## PROBLEM REQUIREMENTS
Search the records for the word "Tuple" and pick out every line that has it.

(Dataset entries)
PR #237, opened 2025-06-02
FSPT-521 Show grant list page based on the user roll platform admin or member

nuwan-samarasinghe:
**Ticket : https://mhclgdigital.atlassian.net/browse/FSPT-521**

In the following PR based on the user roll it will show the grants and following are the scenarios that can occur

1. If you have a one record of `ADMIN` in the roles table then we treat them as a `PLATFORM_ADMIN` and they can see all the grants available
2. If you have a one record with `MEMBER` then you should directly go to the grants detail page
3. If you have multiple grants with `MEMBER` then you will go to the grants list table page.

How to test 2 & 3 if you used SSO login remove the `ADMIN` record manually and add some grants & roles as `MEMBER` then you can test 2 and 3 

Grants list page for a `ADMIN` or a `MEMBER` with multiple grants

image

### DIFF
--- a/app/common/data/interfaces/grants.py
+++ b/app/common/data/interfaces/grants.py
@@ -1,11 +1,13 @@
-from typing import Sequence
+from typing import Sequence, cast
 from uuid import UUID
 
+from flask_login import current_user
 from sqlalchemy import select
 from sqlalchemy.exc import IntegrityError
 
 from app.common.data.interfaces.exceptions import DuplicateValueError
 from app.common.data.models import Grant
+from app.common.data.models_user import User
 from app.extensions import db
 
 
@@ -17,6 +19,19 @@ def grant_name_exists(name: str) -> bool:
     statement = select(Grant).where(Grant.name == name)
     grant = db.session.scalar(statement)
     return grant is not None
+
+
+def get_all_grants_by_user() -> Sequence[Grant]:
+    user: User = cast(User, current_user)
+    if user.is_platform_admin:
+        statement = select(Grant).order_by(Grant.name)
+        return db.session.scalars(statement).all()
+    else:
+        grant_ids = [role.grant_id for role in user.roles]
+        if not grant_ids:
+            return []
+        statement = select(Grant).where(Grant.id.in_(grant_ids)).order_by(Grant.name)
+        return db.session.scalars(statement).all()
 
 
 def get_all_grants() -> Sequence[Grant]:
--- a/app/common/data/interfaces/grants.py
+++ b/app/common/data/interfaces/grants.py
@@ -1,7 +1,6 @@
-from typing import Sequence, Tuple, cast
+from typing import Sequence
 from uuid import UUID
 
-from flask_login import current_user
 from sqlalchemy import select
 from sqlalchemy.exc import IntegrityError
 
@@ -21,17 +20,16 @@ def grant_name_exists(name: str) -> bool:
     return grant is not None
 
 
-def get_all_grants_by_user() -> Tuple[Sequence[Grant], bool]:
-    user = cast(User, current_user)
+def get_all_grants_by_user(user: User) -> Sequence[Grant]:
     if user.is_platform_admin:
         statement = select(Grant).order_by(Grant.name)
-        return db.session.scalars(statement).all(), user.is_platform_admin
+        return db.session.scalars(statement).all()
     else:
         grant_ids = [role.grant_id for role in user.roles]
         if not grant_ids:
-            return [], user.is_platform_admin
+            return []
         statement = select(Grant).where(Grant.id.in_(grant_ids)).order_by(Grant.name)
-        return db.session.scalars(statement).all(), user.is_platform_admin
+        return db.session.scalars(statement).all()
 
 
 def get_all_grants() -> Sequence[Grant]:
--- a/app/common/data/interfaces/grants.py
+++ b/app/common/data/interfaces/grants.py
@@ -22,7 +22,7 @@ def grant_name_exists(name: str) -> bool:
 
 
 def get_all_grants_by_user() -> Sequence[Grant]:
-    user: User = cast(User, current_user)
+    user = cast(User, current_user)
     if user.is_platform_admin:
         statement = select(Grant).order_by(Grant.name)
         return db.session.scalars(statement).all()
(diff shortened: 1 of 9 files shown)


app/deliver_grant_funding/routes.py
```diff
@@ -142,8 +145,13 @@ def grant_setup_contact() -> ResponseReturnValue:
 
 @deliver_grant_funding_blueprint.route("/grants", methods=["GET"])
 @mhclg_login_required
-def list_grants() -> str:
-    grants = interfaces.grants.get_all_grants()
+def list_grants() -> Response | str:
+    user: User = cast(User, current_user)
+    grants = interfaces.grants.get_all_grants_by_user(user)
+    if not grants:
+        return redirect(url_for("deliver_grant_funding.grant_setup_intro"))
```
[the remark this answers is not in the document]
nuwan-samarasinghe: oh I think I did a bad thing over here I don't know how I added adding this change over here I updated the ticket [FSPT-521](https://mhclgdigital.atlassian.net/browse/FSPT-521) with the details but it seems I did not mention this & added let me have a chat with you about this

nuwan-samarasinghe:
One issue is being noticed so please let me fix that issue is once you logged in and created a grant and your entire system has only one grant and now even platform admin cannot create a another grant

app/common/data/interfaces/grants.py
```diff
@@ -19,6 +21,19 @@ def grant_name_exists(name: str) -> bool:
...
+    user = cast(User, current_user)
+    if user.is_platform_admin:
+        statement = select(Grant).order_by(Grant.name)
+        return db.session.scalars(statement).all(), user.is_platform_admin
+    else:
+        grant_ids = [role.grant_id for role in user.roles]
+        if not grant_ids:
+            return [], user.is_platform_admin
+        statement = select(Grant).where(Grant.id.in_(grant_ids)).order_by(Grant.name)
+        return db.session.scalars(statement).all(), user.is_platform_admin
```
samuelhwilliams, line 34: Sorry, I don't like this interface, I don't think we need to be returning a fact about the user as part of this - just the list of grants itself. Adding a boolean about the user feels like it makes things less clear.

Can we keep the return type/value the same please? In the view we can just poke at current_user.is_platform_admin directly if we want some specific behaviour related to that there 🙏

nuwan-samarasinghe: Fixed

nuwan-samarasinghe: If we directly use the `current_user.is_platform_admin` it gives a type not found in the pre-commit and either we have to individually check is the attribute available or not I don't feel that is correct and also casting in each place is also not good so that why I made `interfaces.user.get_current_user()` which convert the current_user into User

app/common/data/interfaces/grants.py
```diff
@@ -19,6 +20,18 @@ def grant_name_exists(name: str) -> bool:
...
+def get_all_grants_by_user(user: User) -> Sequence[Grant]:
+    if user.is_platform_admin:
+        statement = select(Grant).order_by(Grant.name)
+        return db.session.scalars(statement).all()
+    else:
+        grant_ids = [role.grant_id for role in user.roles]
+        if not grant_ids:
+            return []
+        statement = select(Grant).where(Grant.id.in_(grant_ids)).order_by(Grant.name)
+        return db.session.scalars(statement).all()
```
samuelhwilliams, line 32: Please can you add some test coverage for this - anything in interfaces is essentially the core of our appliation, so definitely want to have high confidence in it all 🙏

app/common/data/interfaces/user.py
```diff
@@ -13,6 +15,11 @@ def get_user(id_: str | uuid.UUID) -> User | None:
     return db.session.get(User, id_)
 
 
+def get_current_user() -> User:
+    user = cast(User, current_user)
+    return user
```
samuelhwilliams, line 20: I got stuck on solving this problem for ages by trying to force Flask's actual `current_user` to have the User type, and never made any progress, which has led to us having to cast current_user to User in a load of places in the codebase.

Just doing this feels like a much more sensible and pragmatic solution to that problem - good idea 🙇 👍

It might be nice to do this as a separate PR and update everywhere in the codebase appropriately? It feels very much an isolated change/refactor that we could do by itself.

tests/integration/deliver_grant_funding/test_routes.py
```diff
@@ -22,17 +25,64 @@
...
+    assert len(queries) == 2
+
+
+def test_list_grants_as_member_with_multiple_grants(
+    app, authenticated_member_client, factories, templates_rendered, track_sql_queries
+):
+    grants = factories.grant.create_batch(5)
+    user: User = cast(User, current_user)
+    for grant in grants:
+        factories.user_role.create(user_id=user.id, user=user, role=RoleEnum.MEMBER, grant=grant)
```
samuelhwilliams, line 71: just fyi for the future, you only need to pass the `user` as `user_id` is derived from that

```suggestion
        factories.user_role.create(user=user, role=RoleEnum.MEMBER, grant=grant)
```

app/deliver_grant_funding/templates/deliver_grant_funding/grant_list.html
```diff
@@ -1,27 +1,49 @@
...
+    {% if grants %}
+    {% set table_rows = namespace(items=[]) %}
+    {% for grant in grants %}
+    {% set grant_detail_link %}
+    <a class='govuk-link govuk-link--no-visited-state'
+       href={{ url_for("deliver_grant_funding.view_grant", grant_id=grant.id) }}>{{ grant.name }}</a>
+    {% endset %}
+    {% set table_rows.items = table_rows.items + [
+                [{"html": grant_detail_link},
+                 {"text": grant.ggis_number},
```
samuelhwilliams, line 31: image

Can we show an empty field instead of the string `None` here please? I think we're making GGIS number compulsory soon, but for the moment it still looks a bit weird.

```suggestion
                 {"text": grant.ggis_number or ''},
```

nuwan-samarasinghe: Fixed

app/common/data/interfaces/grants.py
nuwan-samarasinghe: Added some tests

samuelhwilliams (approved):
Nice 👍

## PROBLEM SOLUTION
-from typing import Sequence, Tuple, cast
-def get_all_grants_by_user() -> Tuple[Sequence[Grant], bool]:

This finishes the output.